My first suggestion is to learn more about O-PAS, starting with this video series linked below. Second, I would say, get involved in OPAF - an organization of a lot of smart people working hard at this every week. If you’re engaged, you can find out how you, as an end user or vendor, can benefit from and contribute to the conversations and the resources.
Summary
Change is always difficult. Companies have invested a lot of money and time into their systems, their vendor relationships, and to training their people. There’s a lot of inertia and resistance to change when it comes to innovation. What you want to avoid is a situation where innovation is forced upon you, by surprise, as an end user or as an operator. For instance, COVID was a surprise that required innovation in the capabilities of a control system.
Security by obscurity is not a viable strategy. It’s really no strategy at all and the cost of neglecting to upgrade to a modern, secure ICS will probably far outweigh all the other investment risks that process manufacturers will take.
Advances in software bring changes in the competitiveness of the market and have been known to tilt the balance in two ways:
- Competitive companies have better software. Process engineers may not want to hear this, but companies with better software are going to be a lot more flexible and profitable. An open system will help a company implement better software, faster.
- Top talent follows innovation. Young workers simply are not going to invest in learning legacy equipment, and there’s no more important asset to your company’s future than the talent you’re able to attract.
Smart managers and executives know this. Software, talent, cyber security—it’s all part of this wave of innovation, of how open process automation is transforming industrial control.
How is your company, CPLANE.ai, making a contribution in this space?

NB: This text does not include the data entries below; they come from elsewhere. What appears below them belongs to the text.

PR #924, opened 2015-02-19
Added basic hostname mechanism to OpenOS

magik6k:
It gives some simple 'standard' way of naming machines, useful for networked applications. Also, the network floppy is compatibile with that.

### DIFF
--- a/src/main/resources/assets/opencomputers/loot/OpenOS/bin/hostname.lua
+++ b/src/main/resources/assets/opencomputers/loot/OpenOS/bin/hostname.lua
@@ -1,14 +1,20 @@
 local args = {...}
 if args[1] then
-  local file = io.open("/etc/hostname", "w")
-  file:write(args[1])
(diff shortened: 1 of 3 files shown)


src/main/resources/assets/opencomputers/loot/OpenOS/bin/hostname.lua
```diff
@@ -0,0 +1,14 @@
+local args = {...}
+if args[1] then
+  local file = io.open("/etc/hostname", "w")
+  file:write(args[1])
```
fnuecke: Better a `file, reason = ...` with a `if not file then io.stderr:write(reason .. "\n") else ...` here to avoid comparatively cryptic nil errors on read-only file systems / when out of disk space?

magik6k:
Done

fnuecke:
Looks good, thanks!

CPLANE.ai has partnered with a new company, Collaborative Systems Integration (CSI), in Austin, Texas, founded by Don Bartusiak. We are working to help process manufacturers with this shift to open architecture. We have launched a new initiative that we’re calling “pilot in a box” and we’re working with our first customers now. This pilot comes with:
- A functional control system built on open principles for hands-on training experimentation which is a critical first step
- Step-by-step training at all levels to ease the organizational change
- Technical support to maintain and evolve with new capabilities
The interest we’re seeing is around supporting open ICS systems and overall digital transformation initiatives. The transition to open control systems has already begun, so we are helping industrial manufacturers get started on that journey.